The Finlay Institute has yet to publish these results in peer-reviewed journals. Health officials said they are in talks with the World Health Organization to share the data and seek a preauthorization for their vaccines from the international agency. Cuba is the only Latin American country that decided to develop its own vaccines and declined to participate in the Covax initiative, a WHO program to provide cheaper or donated vaccines to low and mid-income countries.

Dr. Jarbas Barbosa, assistant director of the Pan American Health Organization, said Wednesday the organization could not comment on the use of vaccines on small children in Cuba because no vaccine has received authorization yet from the international organization to use on those age groups.

“We can’t comment because we have not seen the data presented” to Cuba’s regulator, he said. “It is a decision of each country.”

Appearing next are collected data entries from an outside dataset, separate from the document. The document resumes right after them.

PR #10186, opened 2026-01-07
10158 fix client crash when server down

### LINKED ISSUE #10113: Runtime error when re-initialising
## What went wrong? 😲

If you've previously initialised, and then logged in, and then cleared database, you'll have runtime error until you've cleared your cookies

## Expected behaviour 🤔

No runtime error

Suggested branch to fix this: https://github.com/msupply-foundation/open-msupply/compare/main...main(Clear-token-if-initialisation-status-is-not-initialised)

## Context

Introduce in 2.14.2 while adding a preference that affects original navigation, this preference needs to load before app is loaded, thus suspense was used on usePreference. However usePreference has previously thrown an error (during initialisation) that did not affect the app, as this error wasn't handled. Now with suspense it's handled. We though that using token check for storeId to enable/disable fetching of preference would work, but realised we are not clearing app token unless there is auth error or logout action, which doesn't happen in described scenario

## How to Reproduce 🔨

As per what went wrong. This is frequent thing in dev, not common at all in prod. For android clearing data should remove all data, including any cookies. On client/server setup, including web browser and client app, this would happen if server is re-set.

## Your environment 🌱

- Open mSupply Version: 2.14.2

- Platform:

- Database type:

### LINKED ISSUE #10158: Client crashes if it can't access the server
## What went wrong? 😲

When running the client without the server up it freezes till a timeout and crashes. Looks like this issue was introduced by #10116 here:

https://github.com/msupply-foundation/open-msupply/blob/e3cb804e74c85990a402ea06e74b8be3f8465ca5/client/packages/host/src/Host.tsx#L74

## Your environment 🌱

- Open mSupply Version: develop
- Platform: macOS, chrome
- Database type: postgres

ria8651:
Fixes #10158

# 👩🏻‍💻 What does this PR do?

Even before #10116 when there are cookies in the cache and the server is unaccessible the client crashes with a runtime error. This PR fixes #10113 and #10158 by using option 1 of the following:

1. (this pr) remove suspense from initialisation queries. This does mean that preferences and is initialised will have placeholder values to begin with but I haven't been able to find any cases where this causes a problem. While waiting for the queries I return an empty preferences object and return isInitialised as false. Some more rigorous testing would be required to make sure this doesn't cause problems.
2. Add error boundary for initialisation. This would let you see the page but would still freeze the page load until the initialisation queries time out due to the suspense.
3. Just revert #10116. This would at least let the page load when you don't have cookies.

# 🧪 Testing

# 📃 Documentation

  1.
  4.

# 📃 Reviewer Checklist

**Breaking Changes**

**Issue Review**

**Tests Pass**
- [ ] Postgres
- [ ] SQLite
- [ ] Frontend

### DIFF
--- a/client/packages/common/src/api/hooks/useInitialisationStatus.ts
+++ b/client/packages/common/src/api/hooks/useInitialisationStatus.ts
@@ -3,7 +3,6 @@ import { getSdk } from '../operations.generated';
 
 export const useInitialisationStatus = (
   refetchInterval: number | false = false,
-  shouldSuspend?: boolean
 ) => {
   const { client } = useGql();
   const sdk = getSdk(client);
@@ -16,7 +15,6 @@ export const useInitialisationStatus = (
     },
     {
       cacheTime: 0,
-      suspense: shouldSuspend,
       refetchInterval,
     }
   );
--- a/client/packages/common/src/authentication/api/hooks/useIsCentralServer.ts
+++ b/client/packages/common/src/authentication/api/hooks/useIsCentralServer.ts
@@ -15,7 +15,7 @@ export const useIsCentralServerApi = () => {
       refetchOnMount: false,
       cacheTime: Infinity,
       staleTime: Infinity,
-      suspense: true,
+      suspense: false,
       enabled: !!storeId,
     }
   );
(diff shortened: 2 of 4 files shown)


andreievg:
@ria8651 i was looking at this a bit, and have alternative solution: https://github.com/msupply-foundation/open-msupply/pull/10196, I would like to deal with the issue at the root, especially since we do need preference before router is loaded to navigate to gaps page if that preference is set. Also we used to get glitched with login page showing before initialisation page, which was fixed.

@mark-prins the issue name and some of the description says that we are fixing a client crash when server is not accessible, I would have thought that's the behaviour we want, an error message when serve is not accessible

PR #10188, opened 2026-01-07
9651 users are able to edit line item quantity for auto generated customer returns

### LINKED ISSUE #9651: Users are able to edit line item quantity for auto generated Customer returns
## What went wrong? 😲

I am getting a LineDeleteError when returning items in customer return orders, specifically if I edit a line item's quantity.
For example: I created an internal order for Amoxicillin 20 packs. When I received it, I noticed an issue with the medicine and returned the whole quantity to the supplier (I created a supplier return).
The supplier receives the customer return, and initially, I cannot edit the received quantity in the customer return note. However, I can add an additional line item after confirming the customer return. At that point, I am also able to edit the original line item quantities (ref: video recording 4 min onwards).
https://www.loom.com/share/dab14a965dad4589a10d0d3fa446d7d4

Afterwards, my customer return note allows me to edit any item, creating a flaw that could allow for manipulating the order.

https://www.loom.com/share/01373d587d484078a5e00671866017e2

## How to Reproduce 🔨

1. An internal order for 20 packs of Amoxicillin was created.
2. The full quantity was returned to the supplier via a supplier return order due to a quality issue.
3. The customer return is received.
Initially, the received quantity cannot be edited in the customer return note.
4. After confirming the customer return: I am able to add an additional line item.
Simultaneously: I can also edit the quantities of the original line items (ref: video recording 4 min onwards).
Result: The system allows me to edit any item within the customer return note after this point, which is a flaw that could lead to unauthorized order manipulation.

## Your environment 🌱

- Open mSupply Version: 2.12.00-develop-10301855

- Platform:

- Database type:

roxy-dao:
Fixes #9651

# 👩🏻‍💻 What does this PR do?
- Show sell price in customer returns
- Disable quantity inputs for customer returns if customer return was created from a supplier return
- When transferring from supplier return, save correct cost / sell prices

# 🧪 Testing

- [ ] Create a supplier return to Store B
- [ ] Go to Store B, quantities shouldn't be editable
- [ ] Cost price should show in the detail view

# 📃 Documentation

  1.
  2.

# 📃 Reviewer Checklist

**Breaking Changes**

**Issue Review**

**Tests Pass**
- [ ] Postgres
- [ ] SQLite
- [ ] Frontend

### DIFF
--- a/server/service/src/processors/transfer/invoice/common.rs
+++ b/server/service/src/processors/transfer/invoice/common.rs
@@ -40,7 +40,7 @@ pub(crate) fn generate_inbound_lines(
                     invoice_id: _,
                     stock_line_id: _,
                     location_id: _,
-                    cost_price_per_pack: _,
+                    cost_price_per_pack,
                     total_after_tax: _,
                     linked_invoice_id: _,
                     reason_option_id,
@@ -79,12 +79,12 @@ pub(crate) fn generate_inbound_lines(
 
                 let supplier_id = &source_invoice.store_row.name_link_id;
 
-                let cost_price_per_pack = sell_price_per_pack;
+                let trans_cost_price = sell_price_per_pack;
 
                 let total_before_tax = match r#type {
                     // Service lines don't work in packs
                     InvoiceLineType::Service => total_before_tax,
-                    _ => cost_price_per_pack * number_of_packs,
+                    _ => trans_cost_price * number_of_packs,
                 };
 
                 let default_price_per_default_pack = item_properties
@@ -101,13 +101,8 @@ pub(crate) fn generate_inbound_lines(
                 let adjusted_sell_price_per_pack = if default_price_for_inbound_pack > 0.0 {
                     default_price_for_inbound_pack
                 } else {
-                    get_cost_plus_margin(
-                        connection,
-                        cost_price_per_pack,
-                        item_properties,
-                        supplier_id,
-                    )
-                    .unwrap_or(cost_price_per_pack)
+                    get_cost_plus_margin(connection, trans_cost_price, item_properties, supplier_id)
+                        .unwrap_or(trans_cost_price)
                 };
 
                 InvoiceLineRow {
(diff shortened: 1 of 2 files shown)


server/service/src/processors/transfer/invoice/common.rs
```diff
@@ -121,7 +121,10 @@ pub(crate) fn generate_inbound_lines(
                     pack_size,
                     total_before_tax,
                     total_after_tax: calculate_total_after_tax(total_before_tax, tax_percentage),
-                    cost_price_per_pack: sell_price_per_pack,
+                    cost_price_per_pack: match invoice_row.r#type {
+                        InvoiceType::SupplierReturn => cost_price_per_pack,
```
roxy-dao: Probably didn't need to do this since supplier return cost price is the sell price from the Inbound Shipment 👀

client/packages/invoices/src/Returns/modals/CustomerReturn/ReturnSteps.tsx
```diff
@@ -85,7 +83,7 @@ export const ReturnSteps = ({
       </TabPanel>
       <TabPanel value={Tabs.Reason}>
         <ReturnReasonsTable
-          isDisabled={inputsDisabled}
+          isDisabled={isDisabled}
```
ria8651: Just checking you are supposed to be able to change the return reason for an auto-generated return? Might be good to change the variable names as disabled and isDisabled is a bit confusing.

ria8651 (commented):
Looks good, can verify the changes. I'll leave it for someone else to approve as I'm not confident in how the price mapping should work.

aimee-mcneil-melville (changes requested):
Awesome the quantity part is great! I do have the same question as @ria8651 though - is there a use case for the reasons being editable?

For the pricing, I still see the suppliers sell price = customers sell price instead of cost price - can you update this please? 

Maybe some renaming would be beneficial for clarity in the processor as the customers cost_price_per_pack isn't used, and then a new cost_price_per_pack is defined with the value of sell price.

For the supplier, is their cost price expected to be the same as their sell price?

roxy-dao:
Opps, yeah the transfer was getting sell price instead of cost price ;x

mark-prins:
> should reasons be editable? 

happy to have this as not editable - thanks @roxy-dao

PR #10192, opened 2026-01-07
Fixes #4918: avoid bogus ellipsis from float noise

### LINKED ISSUE #4918: Total doesn't display the correct value

ksawaneh:
Fixes #4918

The ellipsis ("...") marker for >2dp values was triggering for values like `4.40000000000006`, causing totals/currency cells to show `4.40...`.

- Make `NumUtils.hasMoreThanDp/hasMoreThanTwoDp` robust to floating-point rounding noise
- Add unit tests covering the regression

Tests:
- `docker run --rm -v "$PWD":/work -w /work/client node:20-bullseye bash -lc "yarn lint-and-format"`
- `docker run --rm -v "$PWD":/work -w /work/client node:20-bullseye bash -lc "yarn test"`

### DIFF
--- a/client/packages/common/src/utils/numbers/NumUtils.test.ts
+++ b/client/packages/common/src/utils/numbers/NumUtils.test.ts
@@ -41,8 +41,12 @@ describe('NumUtils', () => {
     });
 
     it('handles very large numbers', () => {
-      const veryLarge = 1e15 + 0.12;
-      expect(NumUtils.hasMoreThanDp(veryLarge, 2)).toBe(false);
+      // At this magnitude, doubles can only represent fractional steps of 0.125.
+      const veryLargeWithTwoDp = 1e15 + 0.25;
+      const veryLargeWithMoreThanTwoDp = 1e15 + 0.375;
+
+      expect(NumUtils.hasMoreThanDp(veryLargeWithTwoDp, 2)).toBe(false);
+      expect(NumUtils.hasMoreThanDp(veryLargeWithMoreThanTwoDp, 2)).toBe(true);
     });
 
     it('handles very small numbers', () => {
--- a/client/packages/common/src/utils/numbers/NumUtils.ts
+++ b/client/packages/common/src/utils/numbers/NumUtils.ts
@@ -55,7 +55,11 @@ export const NumUtils = {
     if (!Number.isFinite(value)) return false;
 
     const multiplier = 10 ** dp;
-    return !isNearlyInteger(value * multiplier);
+    // For very large values, `value * multiplier` can lose the fractional part due to IEEE-754
+    // precision limits (e.g. `1e15 + 0.12` becomes `1e15 + 0.125`). Only inspect the fraction.
+    const abs = Math.abs(value);
+    const fraction = abs - Math.trunc(abs);
+    return !isNearlyInteger(fraction * multiplier);
   },
   /**
    * This constant should be used for values that are potentially send to a backend API that expects


ksawaneh:
Added additional unit tests covering very large numbers, very small numbers, and negative numbers for `hasMoreThanTwoDp`/`hasMoreThanDp` in `NumUtils.test.ts` as requested. Rebasing is now up to date with `develop`. Verified with `cd client && yarn test --testPathPattern NumUtils.test.ts` and `cd client && yarn lint-and-format`.

client/packages/common/src/utils/numbers/NumUtils.test.ts
```diff
@@ -20,4 +20,55 @@ describe('NumUtils', () => {
...
+    expect(NumUtils.hasMoreThanDp(4.4, 2)).toBe(false);
+    expect(NumUtils.hasMoreThanDp(4.40000000000006, 2)).toBe(false);
+    expect(NumUtils.hasMoreThanDp(4.41, 2)).toBe(false);
+    expect(NumUtils.hasMoreThanDp(4.411, 2)).toBe(true);
+
+    expect(NumUtils.hasMoreThanDp(0.1234, 3)).toBe(true);
+    expect(NumUtils.hasMoreThanDp(0.123, 3)).toBe(false);
+  });
+
+  it('handles very large numbers', () => {
```
esmehm: Thanks for adding these tests! As these changes grow the size of the file, structure is more important - having flat `it(...)` blocks are hard to scan and would be better grouped under one `describe` block per function. 
For example,

```
describe('hasMoreThanTwoDp', () => {
    it('detects values with > 2 decimal places', () => {
      expect(NumUtils.hasMoreThanTwoDp(4.4)).toBe(false);
      expect(NumUtils.hasMoreThanTwoDp(4.40000000000006)).toBe(false);
      expect(NumUtils.hasMoreThanTwoDp(4.401)).toBe(true);
      expect(NumUtils.hasMoreThanTwoDp(0.01)).toBe(false);
      expect(NumUtils.hasMoreThanTwoDp(0.001)).toBe(true);
    });

    it('handles large numbers', () => {
      const large = 123456789.12;
      const largeWithNoise = large + 1e-8;

      expect(NumUtils.hasMoreThanTwoDp(large)).toBe(false);
      expect(NumUtils.hasMoreThanTwoDp(largeWithNoise)).toBe(false);
....
```

client/packages/common/src/utils/numbers/NumUtils.test.ts
```diff
@@ -20,4 +20,55 @@ describe('NumUtils', () => {
...
+    expect(NumUtils.hasMoreThanDp(0.0001, 4)).toBe(false);
+  });
+
+  it('handles negative numbers', () => {
+    expect(NumUtils.hasMoreThanTwoDp(-4.4)).toBe(false);
+    expect(NumUtils.hasMoreThanTwoDp(-4.40000000000006)).toBe(false);
+    expect(NumUtils.hasMoreThanTwoDp(-4.401)).toBe(true);
+
+    expect(NumUtils.hasMoreThanDp(-0.1234, 3)).toBe(true);
+    expect(NumUtils.hasMoreThanDp(-0.123, 3)).toBe(false);
```
esmehm: Please also add negative near zero case and test both sides of the boundary for it, eg:
```
expect(NumUtils.hasMoreThanDp(-0.0001, 4)).toBe(false);
expect(NumUtils.hasMoreThanDp(-0.00001, 4)).toBe(true);
```

esmehm (changes requested):
Generally good test coverage! 
However as this test file expands it becomes harder to scan and so please review the structure using describe and it statements to group by function as discussed in the comments. This will also allow you to have a comprehensive test suite for `hasMoreThanDp` and jusrt test that `hasMoreThanTwoDp` is working as a wrapper of the former

ksawaneh:
Thanks! I’ve restructured `NumUtils.test.ts` to group tests by function using `describe(...)`. The edge-case coverage (large/small/negative) now lives under `hasMoreThanDp`, and `hasMoreThanTwoDp` is only tested as a wrapper via `hasMoreThanDp(value, 2)`. Also added the negative near-zero boundary cases and updated the large-number stress test to use `1e15 + 0.12`.

PR #1111, opened 2021-06-17
enclave-tls: Fix memory leak in enclave-tls-server

uudiin:
Each enclave_tls_negotiate() call will assign a value to the ssl
field in the tls handle. This value is generally the data allocated
by SSL_new(). After multiple calls, the previously allocated ssl
will be leaked because it is overwritten by the later value. Use
a new tls handle for each handshake to solve this issue.

### DIFF
--- a/enclave-tls/samples/enclave-tls-server/server.c
+++ b/enclave-tls/samples/enclave-tls-server/server.c
@@ -117,23 +117,23 @@ int enclave_tls_server_startup(int sockfd, enclave_tls_log_level_t log_level, ch
 	if (mutual)
 		conf.flags |= ENCLAVE_TLS_CONF_FLAGS_MUTUAL;
 
-	enclave_tls_handle handle;
-	enclave_tls_err_t ret = enclave_tls_init(&conf, &handle);
-	if (ret != ENCLAVE_TLS_ERR_NONE) {
-		ETLS_ERR("Failed to initialize enclave tls %#x\n", ret);
-		return -1;
-	}
-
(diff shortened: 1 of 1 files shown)


jiazhang0 (approved):

haosanzi (approved):

enclave-tls/samples/enclave-tls-server/server.c
```diff
@@ -184,13 +184,12 @@ int enclave_tls_server_startup(int sockfd, enclave_tls_log_level_t log_level, ch
...
 		close(connd);
+		enclave_tls_cleanup(handle);
 	}
 
 	return 0;
 
 err:
-	/* Ignore the error code of cleanup in order to return the prepositional error */
-	enclave_tls_cleanup(handle);
 	return -1;
```
YangLiang3, line 193: why remove enclave_tls_cleanup when err happens?

uudiin: `handle` has moved to while scope already.

YangLiang3: I mean during session once something is wrong, the enclave_tls_clean will be invoked, goto err should use enclave_tls_clean to release some memory

uudiin: This should be done in real scenarios, but if an error occurs in the sample, it means exiting. In order to simplify the implementation, let the process exit to clean up resources.

YangLiang3 (approved):

Issue #1145, opened 2021-06-22
enclave-tls/samples: set debug flag by default on enclave creation


jiazhang0:
Replace -P (--product-enclave) instead of -D (--debug-enclave), and the default value of debug_enclave should be false.

Consider that there are lots of sgx1 deployed in filed.

PR #1147, opened 2021-06-22
enclave-tls/samples: set debug flag by default on enclave creation

haosanzi:
Fixes: #1145


jiazhang0:
Need to update README.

Barbosa said WHO experts were reviewing data from several vaccine makers, including Pfizer and Moderna, but it was a very “thorough process because they need to go through all the data of clinical trials with children and adolescents.”

In the U.S., the Food and Drug Administration said the most direct approach to demonstrate effectiveness for a COVID-19 vaccine candidate is based “on clinical endpoint efficacy trials showing protection against disease.” But the agency said it was open to considering other vaccines that could prove effects on other “surrogate endpoints,” like immune response based on adequate data from clinical trials and depending on the structure and characteristics of the vaccine.

Pfizer, the only company that has received FDA authorization to provide its COVID vaccine to children 12 and older, also compared immune responses between children and adults, but it conducted a Phase 2/3 “randomized, double-blinded and placebo-controlled trial” with 2,260 participants 12-15 years of age, according to the FDA’s authorization memo.

In a two-paragraph statement about the emergency authorization, CECMED said the decision was based on the results of the clinical trials with children and its comparison with results of a similar trial with adults between 19 and 80 years old.

“The results obtained in the study in the pediatric population were superior in all immunological variables with respect to the adult population aged 19 to 80,” the agency said. “The safety profile evidenced was similar between the groups compared. Children from 2 years of age are included in this approval, considering information provided by the manufacturer that justified this inclusion.”

The institution did not provide further details.

Authorities said the vaccination of 90% of the population, including children, will be completed by mid-November, when the country is expected to open its borders and resume in-person school classes.